Published in final edited form as: Public Health Genomics. 2020 Feb 18;23(1-2):69–76. doi: 10.1159/000505632

Research participants’ attitudes towards receiving information on genetic susceptibility to arsenic toxicity in rural Bangladesh

Lizeth I Tamayo 1, Alauddin Ahmed 2, Hasan Shahria 2, Rabiul Hasan 2, Golam Sarwar 2, HEM Mahbubul Eunus 2, Hannah Lin 1, Habibul Ahsan 1,3,4,5, Brandon L Pierce 1,3,4
PMCID: PMC7605079  NIHMSID: NIHMS1069070  PMID: 32069464

Abstract

Background:

In genetics research, it has become common practice for researchers to consider returning genetic information to participants who wish to receive it. Research participants in lower resource settings may have barriers or competing interests that reduce the benefit or relevance of such information. Thus, the decision to return genetic information in these settings may involve special considerations of participants’ interests and preferences. In this project, our goal was to assess Bangladeshi research participants’ attitudes towards receiving information regarding genetic susceptibility to the effects of arsenic in drinking water, a serious environmental health concern in Bangladesh and other countries.

Methods:

We administered a short questionnaire to 200 individuals participating in the Health Effects of Arsenic Longitudinal Study. Associations between survey responses and participant characteristics were estimated using logistic regression.

Results:

100% of our participants were interested in receiving information regarding their genetic susceptibility to arsenic toxicities, and 91% indicated that being at increased genetic risk would motivate them to make efforts to reduce their exposure. Lower levels of education showed evidence of association with less concern regarding the health effects of arsenic and lower levels of motivation to reduce exposure in response to genetic information.

Conclusions:

Research participants in this low resource setting appeared interested in receiving information on their genetic susceptibility to arsenic toxicity and motivated to reduce exposure in response to such information. Additional research is needed to understand how best to communicate genetic information in this population and assess the impact of such information individuals’ behaviors and health.

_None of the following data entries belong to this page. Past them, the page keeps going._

Issue #457, opened 2024-07-11
Anthropic only uses Last System Message


jpulec:
### What Happened?

The way Portkey is set up, when sending multiple system messages to anthropic, only the last message is sent.

### What Should Have Happened?

I'd propose that a better solution, since anthropic only allows a single system message to be provided, would be to concatenate all the provided system messages together, instead of only sending the last one.

If this seems reasonable, I can write the code for it.

### Relevant Code Snippet

Note how system message is just wholesale overwritten in every iteration of `param,messages`:

https://github.com/Portkey-AI/gateway/blob/fe0899bbf1a0f65f8f751aca8fca1b0a4409acb4/src/providers/anthropic/chatComplete.ts#L174-L186

### Your Twitter/LinkedIn

@jamespulec

vrushankportkey:
Thank you @jpulec - this seems interesting and useful. Tagging @VisargD / @roh26it who can give the final go.

roh26it:
Hi @jpulec - Sounds like the right approach, can you raise a PR for this. Would be happy to merge this.

PR #575, opened 2024-09-05
feat: combine system messages for anthropic

jpulec:
**Title:** 
Combine all system prompts into one prompt for anthropic.

**Motivation:**
- Most other providers support multiple system prompts, so this makes anthropic more consistent with other providers.

**Related Issues:**
- #457


narengogi (approved):
Looks good, nice minimal fix!

VisargD (approved):

Issue #597, opened 2024-09-11
[Feature] Add Provider upstage.ai


b4s36t4:
### What Would You Like to See with the Gateway?

Support upstage.ai as a inference provider. [Docs](https://developers.upstage.ai/docs/getting-started/quick-start)

PR #608, opened 2024-09-13
Upstage.ai

shivam-pareek:
**Title:** 
- Added upstage.ai as a provider 

**Description:** (optional)
- chat completion endpoint
- embeddings endpoint

- #597


src/providers/index.ts
```diff
@@ -42,6 +42,7 @@ import HuggingfaceConfig from './huggingface';
 import { cerebrasProviderAPIConfig } from './cerebras';
 import { InferenceNetProviderConfigs } from './inference-net';
 import SambaNovaConfig from './sambanova';
+import { UpstageProviderConfig } from './upstage';
```
narengogi: Please rename this to UpstageConfig to keep with the convention we've been following above (I can see InferenceNet and cerebras are also named this way, but those have to be changed as well)

narengogi (approved):
LGTM, commented on variable renaming required

VisargD (approved):

PR #526, opened 2019-03-04
Url updates

njahn82:
Some updates for URLs that have recently changed. Don't panic, the old URLs still work and, as in the case of links to the ggplot2 docs, are re-directed!


fmichonneau:
thank you!

PR #534, opened 2019-04-15
Update 02-starting-with-data.Rmd for csv attributes

martinjeanphd:
Add text in the note section about csv file to invite users to pay attention of other attributes of csv files:

- character encoding (important for international users);
- control characters used for line ending;
- date format (if note splitter into three variables)
- presence of unexpected newlines


fmichonneau:
thanks for this addition

Issue #536, opened 2019-04-29
Lesson suggestions (submitted by email from trainee)


ErinBecker:
The following are my contributions in R lesson, as the last check out step to become an instructor.
First the lesson is a bit difficult for a beginner to follow. Example the session "before we start" should be part of introduction session by summaries into a short sentences,the way its in the "introduction to R" for a beginner to follow.
Second: In the session "manipulating data frames", before: library("tidyverse"), I suggest to add, install.packages("tidyverse"). This step have been mentioned in the previous lesson by provided a link to follow, but not all will able to follow or to get that, and then short sentence which says do this step or install this package if you have not done so in the previous lesson.

dklinges9:
I had the same thought when I recently went through the lesson. The only point in the lesson that the command `install.packages()` is mentioned is briefly at the bottom of the "Home" index....and it isn't quite mentioned with full context (the page says to type the command into the console, but what the "console" is hasn't actually been introduced yet.
In an actual in-person workshop, using `install.packages()`would certainly come up at least once, but for learners playing from home it might be nice to mention again.

I [submitted a pull request](https://github.com/datacarpentry/R-ecology-lesson/pull/538) in response to the above comment and my thoughts presented here.
Note that I didn't include a code chunk with `install.packages()`, as this would have required setting a CRAN mirror and looking through the repo it seems as if this is something intentionally avoided...

fmichonneau:
fixed by #538

PR #538, opened 2019-05-08
Install packages fixes

dklinges9:
A few quick suggested fixes, partly in response to #536 and also from some personal notes.


fmichonneau:
I think having a reminder about this here makes sense. Thanks for the PR!

PR #539, opened 2019-05-13
updating, instructor training checkout

melimore86:
updating based on Data Carpentry instructor training checkout, Melissa Moreno, melimore86@ufl.edu, https://carpentries.github.io/instructor-training/20-checkout/index.html


fmichonneau:

PR #540, opened 2019-05-14
Prove why order/naming arguments in functions matters

ValentineHerr:
To me the real proof that you need to name the arguments if you enter them in a different order is to show what happens when you don't name them and put them in a different order.


anacost:
Hi @ValentineHerr, 
thank you for your pull request! This is a good comment to be made during the workshop if someone asks about how to work with functions and their arguments. 
The lesson is already very rich in details. This topic is not essential. Therefore, I will close this pull request.

PR #548, opened 2019-06-25
typo: removed extra period at end of sentence

dklinges9:
Simple fix of removing an extra period in .Rmd file.


mondorescue:
@dklinges9 Thanks for catching this.

PR #549, opened 2019-06-25
Clarify logic examples

dklinges9:
This edit is in response to confusion by learners at a workshop I co-instructed last week. In the previous version, the second example of combining boolean operators:
```
weight_g[weight_g >= 30 & weight_g == 21]
```
returned `#> numeric(0)` because a value cannot be >= 30 AND == 21. Because this is the first exposure to conditionals for most learners, an affirmative example, that doesn't return a NULL value, would be better. I've changed both examples so that all the same boolean operators (`>`, `<`, `<=`, `==`) are still used, and both examples return valid vectors.

### DIFF
--- a/01-intro-to-r.Rmd
+++ b/01-intro-to-r.Rmd
@@ -467,6 +467,7 @@ You can combine multiple tests using `&` (both conditions are true, AND) or `|`
 ```{r, results = 'show', purl = FALSE}
 weight_g[weight_g > 30 & weight_g < 50]
 weight_g[weight_g <= 30 | weight_g == 55]
+weight_g[weight_g >= 30 & weight_g == 21]
 ```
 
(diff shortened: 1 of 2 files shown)


mondorescue:
@dklinges9 I think the intention was to inform students what would happen if the conditionals conflicted (i.e. it would return a `numeric(0)`).

@datacarpentry/r-ecology-lesson-maintainers What do you guys think? Should we change the example so that it doesn't return a NULL and maybe add a line in the instructor's note to do a demo of a NULL output?

fmichonneau:
I think we can add an example of a call that returns something, but keep the example that returns an empty vector. I think it's useful to show this even to beginners so they'll know what the problem might be.

fmichonneau:
Thank you for your contribution @dklinges9!

PR #562, opened 2019-09-05
Improve first mutate example

katrinleinweber:
Multiplying by 2 seems to be a less realistic example than the [one we have in 01-intro-to-r.Rmd](https://github.com/datacarpentry/R-ecology-lesson/blob/ed1c4aeac050cb49f7c01f9a2889a7e9555b7309/01-intro-to-r.Rmd#L123). Should we re-use that one?


fmichonneau:
yes, absolutely. Thank you!

PR #563, opened 2019-09-06
change data and raw data paths

katrinleinweber:
Would it make sense to piggy-back laziness by making the name of the raw data folder, in which people shouldn't meddle with files, longer?

This PRs is a quick search-and-replace attempt to do that, so that `data` is now for the output.

I also considered the idea of introducing a `data/raw` sub-folder, but since the output data's folder should be completely deletable, I guess `data_raw` on the same level is better.

What do you think? Implementing this would probably require

- [ ] sending a coordinated set of PRs against [other DataCarpentry repos](https://github.com/search?o=desc&q=org%3Adatacarpentry+data_output&s=indexed&type=Code).


fmichonneau:
that sounds like a reasonable change to me. What do the other @datacarpentry/r-ecology-lesson-maintainers think?

mondorescue:
I like it. It will make it easier to wipe the outputs, if needed.

katrinleinweber:
I will need a few more days to test the lesson. I might force-push some more instances of paths that need to be updated here. Will remove the `WIP:` from the title then. Please feel free to set it into draf-PR mode if that's possible.

anacost:
I like it too.

katrinleinweber:
OK, I'm pretty sure I got them all now.

katrinleinweber:
The handout had a few more instances, but `source("make_code_handout.R")` created a huge diff. I updated the file manuall now.

After this PR, should we do separate one with only the output of `source("make_code_handout.R")`? Or an automation, that let's Travis create the handout?

fmichonneau:
the code handout on the website is generated by Travis. You probably saw a big diff in the one in the repo because it hasn't been updated in a while. I'm wondering whether we should even remove it from the master branch... In any case, thanks for this!

PR #564, opened 2019-09-10
Replace x/ylab() with labs(x/y = ...) to reduce variation / cognitive load

katrinleinweber:
The former are nice shortcuts, but repetition of a single (and their) "parent" function is probably better for novices.

### DIFF
--- a/04-visualization-ggplot2.Rmd
+++ b/04-visualization-ggplot2.Rmd
@@ -598,14 +598,14 @@ library(gridExtra)
 spp_weight_boxplot <- ggplot(data = surveys_complete, 
                              mapping = aes(x = genus, y = weight)) +
   geom_boxplot() +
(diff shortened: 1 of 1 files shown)


04-visualization-ggplot2.Rmd
```diff
@@ -598,14 +598,14 @@ library(gridExtra)
 spp_weight_boxplot <- ggplot(data = surveys_complete, 
                              mapping = aes(x = genus, y = weight)) +
   geom_boxplot() +
-  xlab("Genus") + ylab("Weight (g)") +
   scale_y_log10() +
+  labs(x = "Genus", y = "Weight (g)") +
```
katrinleinweber: I moved this downwards, because all other `labs()` are directly above a `theme` function.

PR #567, opened 2019-09-10
Remove duplicate directory image

katrinleinweber:
Follow-up to #563. `img/r-starting-how-it-should-look-like.png` has the workshop-relevant structure & is more maintainable, because it's a screenshot.


fmichonneau:
thanks!

PR #784, opened 2025-08-12
MF-703 -  Support multiple conditions per rule

### LINKED ISSUE #703: Support multiple conditions per rule
Currently, it is possible to define a single condition when creating a rule. It is necessary to enable multiple conditions per rule, so we can support more complex checks, for example `field1 >= val1 && field2 <= val2`.

majabirmancevic:
Resolves #703

### DIFF
--- a/rules/api/http/requests.go
+++ b/rules/api/http/requests.go
@@ -5,6 +5,7 @@ package http
 
 import (
 	"github.com/MainfluxLabs/mainflux/pkg/apiutil"
+	"github.com/MainfluxLabs/mainflux/pkg/errors"
 	"github.com/MainfluxLabs/mainflux/rules"
 )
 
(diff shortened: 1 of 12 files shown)


anna02272 (dismissed):

rules/service.go
```diff
@@ -233,75 +238,105 @@ func (rs *rulesService) Publish(ctx context.Context, message protomfx.Message) e
...
+		case float64:
+			payloadValue = v
+		case int:
+			payloadValue = float64(v)
+		case int64:
+			payloadValue = float64(v)
+		case uint:
+			payloadValue = float64(v)
+		case uint64:
+			payloadValue = float64(v)
```
manuio, line 298: inline these cases

rules/service.go
```diff
@@ -46,6 +46,12 @@ const (
 	ActionTypeSMPP  = "smpp"
 	ActionTypeAlarm = "alarm"
 )
+
+const (
+	OperatorAND = "AND"
+	OperatorOR  = "OR"
+)
+
 const subjectAlarm = "alarms"
```
manuio: Why there are 3 const blocks?

manuio (changes requested):

rules/api/http/requests.go
```diff
@@ -14,12 +15,33 @@ const (
...
+	errMissingConditionThreshold = errors.New("missing condition threshold")
+
+	// errInvalidActionType indicates an invalid action type
+	errInvalidActionType = errors.New("missing or invalid action type")
+
+	// errMissingActionID indicates a missing action id
+	errMissingActionID = errors.New("missing action id")
+
+	// errInvalidOperator indicates an invalid logical operator
+	errInvalidOperator = errors.New("missing or invalid logical operator")
```
manuio: These errors are not going to be loggeg here: https://github.com/MainfluxLabs/mainflux/blob/master/pkg/apiutil/transport.go#L56

manuio (changes requested):

manuio (approved):
LGTM

rules/service.go
bool3max: Is this resolved?

anna02272 (approved):

rules/service.go
majabirmancevic: cannot be inlined bcs of interface conversion to float64 `float64(v)`

bool3max: oh, right!

bool3max (approved):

Keywords: Arsenic, Environmental risk factors, ethics of genetic research, return of genetic results

Introduction

Returning genetic results to research participants has become a topic of debate in recent years [13] due in part to increasing availability of whole-genome genotyping and sequencing data and an improved understanding of genetic causes of disease. Whole-genome sequencing data can contain information relevant to the health care of a research participant, although not necessarily relevant to the research questions; this has been termed “incidental findings”. There is a growing consensus that researchers should offer to return such “incidental findings” to research participants, [4]. Groups such as the American College of Medical Genetics (ACMG) have provided recommendations regarding which genes and variants should be considered “medically relevant” and offered to participants as a part of incidental findings [5].

In addition, there is a trend among researchers and funders to make research participants’ genetic data freely available to them should they want access to it [15]. These types of data could be specific research results (i.e., the specific genetic variant(s) under study in meeting a research project’s aims) [6] or genome-wide measures of genetic variation (potentially communicated as polygenic estimates of risk for specific diseases or as an interpretation of participants’ genetic ancestry). It has been suggested that providing participants their genetic results is one way researchers can demonstrate respect for participants and enhance participants’ engagement in research [3]. However, returning results could be harmful if participants misinterpret the significance of the information received. Returning results may also overburden researchers with limited resources [3,79].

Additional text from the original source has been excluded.